Conventional blending of inorganic nanomaterials in polymer matrices for pervaporation (PV) desalination often encounters poor interfacial compatibility and nanoparticle agglomeration, which compromise membrane performance. Simultaneously, the energy-intensive nature of conventional thermal crosslinking in polyvinyl alcohol (PVA) membrane fabrication and pervaporation process poses a significant challenge for sustainable application. Inspired by the prong setting of a diamond ring, this study introduces a hierarchically structured membrane fabricated through a sequential spray-engineered approach.
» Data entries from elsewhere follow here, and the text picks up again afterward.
PR #327, opened 2019-03-15
Ensure that param watch decorator is resolved using MRO

### LINKED ISSUE #321: depends watching does not work when defined on superclass
When a method decorated with param.depends and watch=True is defined on a superclass, subclasses will not trigger the event:

```python
class A(param.Parameterized):

    count = param.Integer(default=0)

    add = param.Action(default=lambda x: x.param.trigger('add'))

    @param.depends('add', watch=True)
    def _add(self):
        self.count +=1

class B(A):
    pass
```

Then if we try the action we can see that the method is not triggered:

```python
> b = B()
> b.add(b)
> b.count
0
```

Moving the decorated method onto the subclass fixes the issue.

philippjfr:
Fixes #321 

- [x] Adds unit tests

### DIFF
--- a/param/parameterized.py
+++ b/param/parameterized.py
@@ -2246,14 +2246,17 @@ class Parameterized(object):
         object_count += 1
 
         # add watched dependencies
-        for n in self.__class__.param._depends['watch']:
-            # TODO: should improve this - will happen for every
-            # instantiation of Parameterized with watched deps. Will
-            # probably store expanded deps on class - see metaclass
-            # 'dependers'.
-            for p in self.param.params_depended_on(n):
-                # TODO: can't remember why not just pass m (rather than _m_caller) here
-                (p.inst or p.cls).param.watch(_m_caller(self,n),p.name,p.what)
+        for cls in classlist(self.__class__):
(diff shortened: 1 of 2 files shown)


param/parameterized.py
```diff
@@ -2246,14 +2246,17 @@ def __init__(self,**params):
...
-                # TODO: can't remember why not just pass m (rather than _m_caller) here
-                (p.inst or p.cls).param.watch(_m_caller(self,n),p.name,p.what)
+        for cls in classlist(self.__class__):
+            if not issubclass(cls, Parameterized):
+                continue
+            for n in cls.param._depends['watch']:
+                # TODO: should improve this - will happen for every
+                # instantiation of Parameterized with watched deps. Will
+                # probably store expanded deps on class - see metaclass
+                # 'dependers'.
```
philippjfr: Maybe I should look into these issues.

jlstevens:
Looks good to me! The issue mentioned in the comment doesn't have to be addressed as part of this PR - I'm happy to merge once the tests pass.

jlstevens:
Tests have passed. Merging.

PR #329, opened 2019-03-29
Resolve annotated outputs using MRO

### LINKED ISSUE #328: @param.output and inherited classes
I have two classes that both contain a `@param.output()` statement. I have a third class that inherits from both. What is the expected output behavior from the third class?   
  
I'm working with annotators from [Earthsim](https://github.com/pyviz-topics/EarthSim) : 
   
`PointAnnotator` has `@param.output(points=gv.Points)`    
`PolyAnnotator` has `@param.output(path=hv.Path)`    
PolyAndPointAnontator inherits from both: `PolyAndPointAnnotator(PolyAnnotator, PointAnnotator)`    
    
Is it expected that `PolyAndPointAnnotator` have two outputs?   
  
That was my assumption but I couldn't get it to pass to the next pipeline stage properly. I'm wondering if I need to continue debugging or is this not possible?

philippjfr:
Fixes #328 

- [x] Adds test

### DIFF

Initially, a spray-phase inversion process enables the in-situ anchoring of UiO-66 nanoparticles into a poly( m -phenylene isophthalamide) (PMIA) substrate, creating an interlocked nanoarray interlayer. Subsequently, a PVA-GO separation layer is sprayed onto this functionalized nanocomposite substrate. Leveraging the thermal insulation effect of the fine-integrated UiO-66 nanoarray, the PVA-GO layer subsequently undergoes efficient in-situ photothermal cross-linking under irradiation conditions. The photothermal PVA-GO layer, synergizing with the ordered UiO-66 nanochannels, provides fast mass transfer pathways. The optimized membrane achieves a high permeation of 148.00 ± 3.87 kg⸱m⁻²⸱h⁻¹ and a salt rejection of 99.95 ± 0.32% for 3.5 wt% NaCl at 75 °C. Remarkably, under 2 kw·m⁻² illumination, the flux increases to 176.74 ± 7.03 kg⸱m⁻²⸱h⁻¹ while maintaining 99.82% salt rejection. More importantly, the membrane showed excellent long-term stability at both 30 °C and 75 °C. In particular, under 72 h alternating dark/light cycling at 75 °C, it exhibited an instantaneous 8.12% flux enhancement upon illumination while maintaining a salt rejection of 99.89%, with complete recovery over repeated cycles. This work offers a sustainable strategy for constructing high-performance, light-responsive membranes for low-energy desalination.